Command line interface for the code.


| Option                                                 | Description
|--------------------------------------------------------|---------------------------------------------------
| `--version`                                            | Show program version number and exit
| `-h`, `--help`                                         | Show this help message and exit
| `--ignore-links`                                       | Do not include any formatting for links
|`--protect-links`                                       | Protect links from line breaks surrounding them "+" with angle brackets
|`--ignore-images`                                       | Do not include any formatting for images
|`--images-to-alt`                                       | Discard image data, only keep alt text
|`--images-with-size`                                    | Write image tags with height and width attrs as raw html to retain dimensions
|`--images-as-html`                                      | Always write image tags as raw html; preserves "height", "width" and "alt" if possible.
|`-g`, `--google-doc`                                    | Convert an html-exported Google Document
|`-d`, `--dash-unordered-list`                           | Use a dash rather than a star for unordered list items
|`-b` `BODY_WIDTH`, `--body-width`=`BODY_WIDTH`          | Number of characters per output line, `0` for no wrap
|`-i` `LIST_INDENT`, `--google-list-indent`=`LIST_INDENT`| Number of pixels Google indents nested lists
|`-s`, `--hide-strikethrough`                            | Hide strike-through text. only relevant when `-g` is specified as well
|`--escape-all`                                          | Escape all special characters.  Output is less readable, but avoids corner case formatting issues.
| `--bypass-tables`                                      | Format tables in HTML rather than Markdown syntax.
| `--ignore-tables`                                      | Ignore table-related tags (table, th, td, tr) while keeping rows.
| `--single-line-break`                                  | Use a single line break after a block element rather than two.
| `--reference-links`                                    | Use reference links instead of inline links to create markdown

*A complete list is available [here](usage.md)*

__init__.py
-----------

This is where everything comes together.

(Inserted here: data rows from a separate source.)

PR #310, opened 2020-08-29
Stream work

mikearnaldi:


packages/system/src/Managed/releaseMap.ts
```diff
@@ -8,6 +8,8 @@ export type Finalizer = (
   exit: T.Exit<any, any>
 ) => T.Effect<unknown, unknown, never, any>
 
+export const noopFinalizer: Finalizer = () => T.unit
```
mikearnaldi, line 11: dupe of https://github.com/Matechs-Garage/matechs-effect/blob/master/packages/system/src/Managed/managed.ts#L4

mikearnaldi:
@qlonik Looks very good, only a dupe on `noop` finalizer as mentioned, I would probably also add the comments from zio as the rest of the combinators and then we can merge this (to avoid getting master detached too much)

PR #311, opened 2020-08-31
Add handoff

mikearnaldi:


mikearnaldi:
Absurd should not return `never` otherwise the generic `A` is useless:
https://github.com/gcanti/fp-ts/blob/master/src/function.ts#L277

Await is duplicated (and also the implementation with do-while is weird):
https://github.com/Matechs-Garage/matechs-effect/blob/master/packages/system/src/Promise/wait.ts

mikearnaldi:
I now get why it's like that, in ZIO the compareAndSet is because of multi-threading

PR #312, opened 2020-08-31
BufferedPull pullArray

mikearnaldi:
I believe https://github.com/zio/zio/blob/master/streams/shared/src/main/scala/zio/stream/ZStream.scala#L4002 contains a bug, what is basically going on is when we call `update.as(chunk.drop(idx))` for the last time the `update` will fail (signaling end) de-facto losing the last element. In `pullElement` calling `update` is delegated to the subsequent call


mikearnaldi:
Confirmed: https://github.com/zio/zio/pull/4164

PR #321, opened 2020-10-07
Add Filterable and FilterableWithIndex typeclasses

0x706b:


packages/core/src/Prelude/Filterable/index.ts
```diff
@@ -0,0 +1,75 @@
...
+    Q,
+    W,
+    X,
+    I,
+    S,
+    R,
+    E
+  >(
+    fa: HKT.Kind<F, C, N, K, Q, W, X, I, S, R, E, A>
+  ) => HKT.Kind<F, C, string, K, Q, W, X, I, S, R, E, B>
```
qlonik, line 31: Shouldn't this `string` be an `N` type?

mikearnaldi: Arguable, I do think N would be a better type here too but the concept of filter is to remove stuff, meaning this N would actually be oversized

mikearnaldi (changes requested):

packages/core/src/Prelude/Filterable/index.ts
```diff
@@ -0,0 +1,75 @@
+import type { Either } from "../../Classic/Either"
+import type { Option } from "../../Classic/Option"
+import type { Predicate, Refinement } from "../../Function"
+import type { Separated } from "../../Utils"
+import type { Compactable } from "../Compactable"
+import type { Covariant } from "../Covariant"
+import type * as HKT from "../HKT"
+
+export interface Filterable<F extends HKT.URIS, C = HKT.Auto>
```
mikearnaldi, line 9: Filterable should be a `type` that intersect its childs like `Filterable = Covariant & Filter & FilterMap & Partition`

mikearnaldi (changes requested):

0x706b:
I believe this should resolve the requested changes. I separated the functions out into their own folders, similar to `Foldable`, and changed the type of the `N` parameter in the return type from `string` back to `N` for the functions that needed it

mikearnaldi (approved):

mikearnaldi:
Perfect @0x706b thanks a lot!

mikearnaldi:
Reduced dependencies on Covariant & Compactable (not necessary to pack on filterable instance)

This is the glue for all the
things we have described above.

This file describes a single HTML2Text class which is itself a subclass of the HTMLParser in python

Upon initialization it sets various config variables necessary for
processing the given html in a certain manner necessary to create valid
markdown text.
The class defines methods:

    - feed
    - handle
    - outtextf
    - close
    - handle_charref
    - handle_entityref
    - handle_starttag
    - handle_endtag
    - previousIndex
    - handle_emphasis
    - handle_tag
    - pbr
    - p
    - soft_br
    - o
    - handle_data
    - charref
    - entityref
    - google_nest_count
    - optwrap

Besides this there are 2 more methods defined:

    - html2text     :calls the HTML2Text class with .handle() method
    - unescape      :calls the HTML2Text class with .unescape() method

What they do is provide methods to make the HTML parser in python
parse the HTML and convert to markdown.